## AVAILABLE DATA
=== Begin Enclosure ===

PR #24, opened 2021-01-23
Renamer

BladeMF:
V1 of the rewrite. Currently only [`VariableRenamer`](https://github.com/phpactor/language-server-phpactor-extensions/compare/master...BladeMF:renamer?expand=1#diff-31ec303d27e6f00de525f3995a80910cf546dc683b4045ad3fc775af782d536a) is implemented.

#### Some classes have `2` in the name. 
This is temporary so the previous version of the rename keeps working as I am using it :-)

#### Workflow
Since in LSP a rename is always preceded by a `prepareRename` request which makes all the validation, I've decided to require this flow from the `Renamer2` users. So renamers might collect data on **prepare** which they might use on **rename**.
I expect that when _move class_ is invoked, it will be on some other workspace event (rather than rename), so there should be used the two calls, one after the other `Renamer2::prepareRename` and `Renamer2::rename`.

#### VariableRenamer::locationsToTextEdits
This will probably be moved out of there but currently I can't figure out how to deal with the specifics of class renaming and class moving, i.e.:
* When renaming a class, for each document containing references the `use` statements need to be searched.
* When renaming a class, and a `QualifiedName` is found in a reference, only the last part of the name (containing the class name) must be renamed (including for the `use` statatements)
* When moving a class, this changes part of the namespace of the class, so whenever a `QualifiedName` is found some middle part of it is changed (as opposed to the last part in the case of class renames).

So let's get there and decide then.

#### `NodeUtils2`
This is changed now to return an array of names/tokens since it can be ambiguous which name are you seeking, e.g. the `DefinitionLocator` might return this location:
```php
class MyClass
{
    <>public SomeType $someprop1, SomeType2 $someprop2;
```
There you might want the qualified names `SomeType` and `SomeType2`, and the names `$someprop1` and `$someprop2`. The old version of `NodeUtils` required a the name compare to all the found names, which I decided was a dumb approach.


BladeMF:
The classes that are included in the **rewrite**, are:
[`interface Renamer2`](https://github.com/phpactor/language-server-phpactor-extensions/pull/24/files#diff-1c5b997683f6a80c6ae2eb3bd19c142e760d09c77467c93ba350dbbd3712a11f)
[`class Rename`](https://github.com/phpactor/language-server-phpactor-extensions/pull/24/files#diff-7a62c80f073064ea25903fcd52d3956b81e355a3d41b97f1a6811c055892b161)
[`class RenameLocationGroup`](https://github.com/phpactor/language-server-phpactor-extensions/pull/24/files#diff-ec067996b4a6ae32603c118259d2c306a2880e154b9d72a1c77db82b7523dccf)
[`class RenameLocationsProvider`](https://github.com/phpactor/language-server-phpactor-extensions/pull/24/files#diff-5da58360c1999c08c7176f424a5d4665a0b81bb110690e95debc4646bcd0e1d0)
[`class NodeUtils2`](https://github.com/phpactor/language-server-phpactor-extensions/pull/24/files#diff-ecf9149228b7d6da016ee7ca2f71dcecb61738d564112803e610fe53cbae5388)
[`class VariableRenamer implements Renamer2`](https://github.com/phpactor/language-server-phpactor-extensions/pull/24/files#diff-31ec303d27e6f00de525f3995a80910cf546dc683b4045ad3fc775af782d536a)
[`class RenameResult`](https://github.com/phpactor/language-server-phpactor-extensions/pull/24/files#diff-412f65c2861dcf11b475d3dac6915bf36ec71d37ff82e8ddb1bb241262753c9e)
and the corresponding tests.

lib/LanguageServerRename/Model/Exception/EmptyNewName.php
```diff
@@ -0,0 +1,11 @@
+<?php
+
+namespace Phpactor\Extension\LanguageServerRename\Model\Exception;
+
+class EmptyNewName extends \Exception
+{
+    public function __construct(string $message = "", int $code = 0, \Throwable $previous = null)
```
dantleech: can remove `$code` and `$previous` and the other instances below.

dantleech (commented):
Looks interesting!

But it is difficult to review as there are multiple things going on and I don't know what is important and what is not. As said before I would really prefer to focus on implementing a single responsibility: variable renaming and through that providing an infrastructure for renaming other things which can be added progressively.

~How does this relate to https://github.com/phpactor/worse-reference-finder/pull/8~ ?

Would it be possible to create a new PR with _only_ the things relating to variable rename and the infrastructure for that? It would be great to have only the minimal code required for this feature.

lib/LanguageServerRename/Model/Renamer/VariableRenamer.php
```diff
@@ -0,0 +1,103 @@
...
+
+    public function prepareRename(TextDocument $textDocument, ByteOffset $offset): ?ByteOffsetRange
+    {
+        $rootNode = $this->parser->parseSourceFile((string)$textDocument);
+        $node = $rootNode->getDescendantNodeAtPosition($offset->toInt());
+        
+        if (
+            (
+                $node instanceof Variable &&
+                null === $node->getFirstAncestor(PropertyDeclaration::class)
```
dantleech, line 58: I don't think this is a variable?

lib/LanguageServerRename/Model/Renamer/VariableRenamer.php
```diff
@@ -0,0 +1,103 @@
...
+            return $range;
+        }
+        return null;
+    }
+    /**
+     * {@inheritDoc}
+     */
+    public function rename(TextDocument $textDocument, ByteOffset $offset, string $newName): Generator
+    {
+        [ $oldName ] = $this->nodeUtils->getNodeNameTexts($this->preparedNode);
```
dantleech: Avoid temporal coupling -- it's fine to have a method `resolveRenameNode` and repeat the work (parser is cached anyway). This method will not work by default given the public API because `preparedNode` is `null`. Other than coupling - this also makes this class stateful.

lib/LanguageServerRename/Model/NodeUtils.php
```diff
@@ -0,0 +1,180 @@
...
+class NodeUtils
+{
+    public function getNodeNameText(Node $node, ?string $name = null): ?string
+    {
+        $token = $this->getNodeNameToken($node, $name);
+        if ($token === null) {
+            return null;
+        }
+        $text = (string)$token->getText($node->getFileContents());
+        if (mb_substr($text, 0, 1) == '$') {
```
dantleech: This is specific to a certain class of rename, and should not be generic.

lib/LanguageServerRename/Model/NodeUtils.php
```diff
@@ -0,0 +1,180 @@
...
+                        && $nodeOrToken->getName() == $name
+                    ) {
+                        return $nodeOrToken->name;
+                    }
+                }
+            }
+            return null;
+        }
+
+        if ($node instanceof ForeachStatement && !empty($name)) {
```
dantleech: when would somebody rename a foreach statement?

dantleech:
With regards to returning an array of tokens from `NodeUtils` - I would probably not have this class handling all the cases. For this PR it would probably be enough to have a Variable token resolver or similar, which can be generalised or not later on.

lib/LanguageServerRename/Model/Exception/EmptyNewName.php
BladeMF: I could probably rebase on master. It's a bit difficult because if I do I lose my rename while I am working on this :-) That is why I did links to all the classes that are involved. Can I help some other way for you to review it while I am working on it?

BladeMF:
Why can't I reply to any of your comments?

lib/LanguageServerRename/Model/NodeUtils.php
BladeMF: That is the old class. Look at `NodeUtils2`.

lib/LanguageServerRename/Model/NodeUtils.php
BladeMF: `foreach($variable1 as $variable => $variable3) {`
These are all variables and are subject to renaming

lib/LanguageServerRename/Model/Exception/EmptyNewName.php
dantleech: Why not check it out independently and work on it as a separate project ?... that's what I do.

lib/LanguageServerRename/Model/Renamer/VariableRenamer.php
BladeMF: I hated to use the same code twice. Thought long about it and decided since the LSP API is coupled I might be as well.

lib/LanguageServerRename/Model/Exception/EmptyNewName.php
BladeMF: I might as well do that... okay.

BladeMF: Why remove `$code` and `$previous`?

lib/LanguageServerRename/Model/NodeUtils.php
BladeMF: Not to mention the case:
```php
$a = new class($var1) { 
    public function __construct($arg1) { .. }
}
```
which I don't think I have covered.

BladeMF:
`NodeUtils2` just returns all the possible names for a location. Returning an array leaves the logic with the caller - 1) get me all the names, 2) let's see which name I am interested in, 3) rename it. Some positions have just one possible name, e.g. `$varia<>ble1` and some have more than one, e.g. `function F(<>Type1 $arg1)`.

lib/LanguageServerRename/Model/NodeUtils.php
dantleech: but `foreach` isn't something you can rename? the variables in the exression are, but if you target them you won't get a foreach, you would, i think, get the `Variable`.

lib/LanguageServerRename/Model/Exception/EmptyNewName.php
dantleech: why wouldn't you? they are unnecessary - why would you pass `$code`, when would you pass `$previous`? it opens up the API unnecessarily. What do `$code` and `$previous` mean in the context of `EmptyNewName`?

dantleech:
> NodeUtils2 just returns all the possible names for a location

yes - _all_ the possible names. but we are only concerned with variables at the moment. i can understand the thinking, but I think that this class provides for 3 distinct operations: `variable rename`, `member rename` and `class-like _moving_` (there is no rename, there is only move). each of which may present their own challenges and require different logic.

BladeMF:
Rebased on master.

BladeMF:
> > NodeUtils2 just returns all the possible names for a location
> 
> yes - _all_ the possible names. but we are only concerned with variables at the moment. i can understand the thinking, but I think that this class provides for 3 distinct operations: `variable rename`, `member rename` and `class-like _moving_` (there is no rename, there is only move). each of which may present their own challenges and require different logic.

I think I get your point and you may be right. Although I still disagree with combining class rename and namespace rename (which is move) as they are nothing like each other.

lib/LanguageServerRename/Model/NodeUtils.php
BladeMF: If I am not mistaken references are returned in such a location that you get the foreach statement rather than the individual variables.

lib/LanguageServerRename/Model/Exception/EmptyNewName.php
BladeMF: Oh, I see. Just this exception you mean.

dantleech:
> Although I still disagree with combining class rename and namespace rename (which is move) as they are nothing like each other.

If you rename a project class (only the short-name), it is, in the common case, a file rename operation or the code no longer works. 

I don't know how the client works with regards to rename, but at least in the current phpactor code you rename a class by changing the FQN or the file path. So I would imagine the *API* accepting an old FQN and a new FQN (as with the [current API](https://github.com/phpactor/class-mover/blob/master/lib/ClassMover.php)). This would also allow us to use the same code with the CLI and legacy RPC handlers.

In fact I wonder if we shouldn't simply update the class-mover library to be compatible with the index :thinking: it could then be used for the LS.

In anycase this is why I'd rather we think about this later.

lib/LanguageServerRename/Model/NodeUtils.php
dantleech: I'm not sure why that would be the case? I would expect the reference to be `foreach (<>$foobar<> as $barfoo) {`

BladeMF:
> > NodeUtils2 just returns all the possible names for a location
> 
> yes - _all_ the possible names. but we are only concerned with variables at the moment. i can understand the thinking, but I think that this class provides for 3 distinct operations: `variable rename`, `member rename` and `class-like _moving_` (there is no rename, there is only move). each of which may present their own challenges and require different logic.

I think I get your point. Although I still disagree with combining class rename and namespace rename (which is move) as they are nothing like each other.

> > Although I still disagree with combining class rename and namespace rename (which is move) as they are nothing like each other.
> 
> If you rename a project class (only the short-name), it is, in the common case, a file rename operation or the code no longer works.
> 
> I don't know how the client works with regards to rename, but at least in the current phpactor code you rename a class by changing the FQN or the file path. So I would imagine the _API_ accepting an old FQN and a new FQN (as with the [current API](https://github.com/phpactor/class-mover/blob/master/lib/ClassMover.php)). This would also allow us to use the same code with the CLI and legacy RPC handlers.
> 
> In fact I wonder if we shouldn't simply update the class-mover library to be compatible with the index 🤔 it could then be used for the LS.
> 
> In anycase this is why I'd rather we think about this later.

I agree they are both FQN changes. Currently you can rename a class by just standing on any of the references or the definition and press F2. It is the same experience as the other renames. I would suppose we can still calculate a new FQN and then call some common code somewhere. Hmm, lets see:

If you rename just the class, you:
- Find all the references + definition
- Change definition name
- Rename file if names match
- For each file with references:
  - Search `use` statements and rename the last part
  - Search references and rename if current name is not aliased. (Probably can skip this if class is found in `use` statements with an alias)
  - If a FQN is found in the references, rename only the last part.

If you rename class' namespace, you:
- Find all the references + definition
- Change the definition namespace
- Move file if old namespace and current calculated namespace are the same
- For each file with references:
  - Search `use` statements and change them as needed.
  - Search references for only FQNs and rename them.

What do you think?

lib/LanguageServerRename/Model/NodeUtils.php
BladeMF: So the locations are:
#### Array
```php
foreach(<>$references as $key=>$value)
```
#### Value
```php
<>foreach($references as $key=>$value)
```

#### Key
```php
<>foreach($references as $key=>$value)
```

BladeMF:
`MemberRenamer` is also done. The code turned out to be identical to `VariableRenamer` except for `getValidNode` and `getNameTokens`.

lib/LanguageServerRename/Model/Renamer.php
```diff
@@ -0,0 +1,15 @@
...
+use Phpactor\TextDocument\ByteOffsetRange;
+use Phpactor\TextDocument\TextDocument;
+
+interface Renamer
+{
+    public function prepareRename(TextDocument $textDocument, ByteOffset $offset): ?ByteOffsetRange;
+    /**
+     * @return \Generator<RenameResult>
+     */
+    public function rename(TextDocument $textDocument, ByteOffset $offset, string $newName): ?\Generator;
```
dantleech, line 14: the `Generator` should not be nullable.

lib/LanguageServerRename/Model/Renamer/MemberRenamer.php
```diff
@@ -0,0 +1,182 @@
...
+        TextDocumentLocator $locator,
+        RenameLocationsProvider $locationsProvider
+    ) {
+        $this->parser = $parser;
+        $this->nodeUtils = $nodeUtils;
+        $this->locator = $locator;
+        $this->locationsProvider = $locationsProvider;
+    }
+
+    private function getValidNode(TextDocument $textDocument, ByteOffset $offset): ?Node
```
dantleech, line 54: order methods `public`, `protected` and tinally `private`. this helps promote the `public` API

lib/LanguageServerRename/Model/Renamer/MemberRenamer.php
```diff
@@ -0,0 +1,182 @@
...
+    /**
+     * {@inheritDoc}
+     */
+    public function rename(TextDocument $textDocument, ByteOffset $offset, string $newName): Generator
+    {
+        if (($node = $this->getValidNode($textDocument, $offset)) === null) {
+            return null;
+        }
+
+        [ $token ] = $this->getNodeNameTokens($node);
```
dantleech, line 92: this should return a single Token probably.

lib/LanguageServerRename/Model/Renamer/MemberRenamer.php
```diff
@@ -0,0 +1,182 @@
...
+        if ($node instanceof MethodDeclaration && $node->name !== null) {
+            return [ $node->name ];
+        }
+
+        if ($node instanceof ScopedPropertyAccessExpression && $node->memberName instanceof Token) {
+            return [ $node->memberName ];
+        }
+        
+        if ($node instanceof Variable && $node->name instanceof Token) {
+            return [ $node->name ];
```
dantleech, line 136: what is this for?

tests/LanguageServerRename/Unit/MemberRenamerTest.php
```diff
@@ -0,0 +1,269 @@
...
+                new class() implements DefinitionLocator {
+                    public function locateDefinition(TextDocument $document, ByteOffset $byteOffset): DefinitionLocation
+                    {
+                        return new DefinitionLocation(TextDocumentUri::fromString(""), ByteOffset::fromInt(0));
+                    }
+                }
+            )
+        );
+        $actualRange = $variableRenamer->prepareRename($document, $selection);
+        $this->assertEquals($expectedRange, $actualRange);
```
dantleech, line 83: replace `$this` with `self`. assertions are static.

dantleech:
What do you think about this:

- `RenameHandle`r: LSP Rename Handler
- `Renamer`: Interface for renaming
- `TolerantRenamer`: Implementation for the `Renamer`:

```
public function rename($document, $offset, $newName): LocationGroups
{
     $node = $this->parser->parse($document)->getDescendantnodeAtPosition($offset);
     $renamer = $this->renamers->renamerForNode($node);
     $locationGroups = $renamer->rename($node, $newName);
     return $locationGroups;
}
```

- `TolerantRenameHandler:` Interface for Tolerant rename handlers (`public function supports($node): bool; public function rename(Node $node, $newName)`)
- `TolerantHandler/VariableRenamer`: The variable renamer.

This would remove the duplication from the renamers.

But if you decide to try this, please open a new PR. In general I think this looks really good, but it's very hard to review when we haven't decided on the essential architecture.

lib/LanguageServerRename/Model/Renamer/MemberRenamer.php
BladeMF: We need the array. Property declarations come like this:
```php
<>property string $prop1, $prop2;
```
From this point there are `$prop1` and `$prop2`.

lib/LanguageServerRename/Model/Renamer/MemberRenamer.php
BladeMF: When you are standing like this:
```php
property $pro<>p1;
```
The underlying token is a `Variable`. The parents are validated in `getValidToken` - `ScopedPropertyAccessExpression` and `PropertyDeclaration`.

lib/LanguageServerRename/Model/Renamer/MemberRenamer.php
dantleech: right, but in this class we only use a single token, the first one?

BladeMF:
I thought we agreed on your proposal from last time. I don't mind they turned out to be similar. I actually quite like getting rid of the if/else in `NodeUtils`. I actually like the current architecture, I just changed it slightly as the `prepareRename` call needs to return a range. That is why there is no `supports` method.

Also the class renamer/mover will probably be nothing like these two. I am beginning to like your idea to do renamers that are usable for both RPC and LSP.

lib/LanguageServerRename/Model/Renamer/MemberRenamer.php
BladeMF: Yes? Wait, which method are you referring to that should return a single token?

dantleech: `getNodeNameTokens` => `getNodeNameToken`

lib/LanguageServerRename/Model/Renamer/MemberRenamer.php
```diff
@@ -0,0 +1,182 @@
...
+                $this->locationsToTextEdits($locationGroup->uri(), $locationGroup->locations(), $oldName, $newName),
+                $locationGroup->uri()
+            );
+        }
+    }
+    /** @param Location[] $locations */
+    private function locationsToTextEdits(TextDocumentUri $textDocumentUri, array $locations, string $oldName, string $newName): TextEdits
+    {
+        $textEdits = [];
+        $rootNode = $this->parser->parseSourceFile($this->locator->get($textDocumentUri));
```
dantleech, line 107: Note that another strategy would be to not use the locations provided by the reference finder - references from the index can be out-of-date (the watcher could have stopped, it's too busy updating etc).

For the task of renaming members etc it's probably better to just find members with matching names in the given document.,

BladeMF: But members could have been used in other documents?

dantleech: yes absolutely, we would still use the URL - it just seems safer to traverse the node tree rather than relying on the locations. Is there any advantage to using the potentially out-of-date locations?

lib/LanguageServerRename/Model/Renamer/MemberRenamer.php
BladeMF: But it can't, as I have demonstrated above :-)

lib/LanguageServerRename/Model/Renamer/MemberRenamer.php
BladeMF: Yes, because members need to be resolved, which means invoking worse reflection. There could be a ton of objects in the file using the same name for a method which is not really the same method. I actually think it is out of the question to not use the index. I've been using a version of this code since Christmas and I had bad index only one time. 99% of the time it works perfectly. 

We could probably use the documents from the locations and re-parse all the documents, but that is scary as well.

dantleech: ok then :+1:

BladeMF: as in "keep using the index"?

dantleech: yes

lib/LanguageServerRename/Model/Renamer/MemberRenamer.php
dantleech: Why would we want multiple tokens though? we can only rename one property at a time?

dantleech: and here you only use one....

dantleech: if you are on the point of a property, then what are you renaming? you need to be on the point of a specific property name or?

BladeMF: This is where the reference/definition location is. So yes, I am always using just one, but I don't know which one until I examine all the names at that location:
```php
<>property string $prop1, $prop2;
```
Nearly all of the ambiguity is caused by reference locations at the start of the line/expression:
* `for` statements
* property declarations
* constant declarations

BladeMF: E.g. if we make the locations more precise, we wouldn't need multiple nodes here. It would simplify renaming.

dantleech: right i see., sounds like that's what we should do then finally - I could have a look into that.

BladeMF: ### Property and constant declarations
The only thing I am not sure about is property and constant declarations. In the case below, it is obvious where we want the location:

=== End Enclosure ===

## WHAT IS REQUIRED
For each line in the data that contains the string "RenameLocationsProvider", give a copy of that line.

## RESPONSE BOX
[`class RenameLocationsProvider`](https://github.com/phpactor/language-server-phpactor-extensions/pull/24/files#diff-5da58360c1999c08c7176f424a5d4665a0b81bb110690e95debc4646bcd0e1d0)
+        RenameLocationsProvider $locationsProvider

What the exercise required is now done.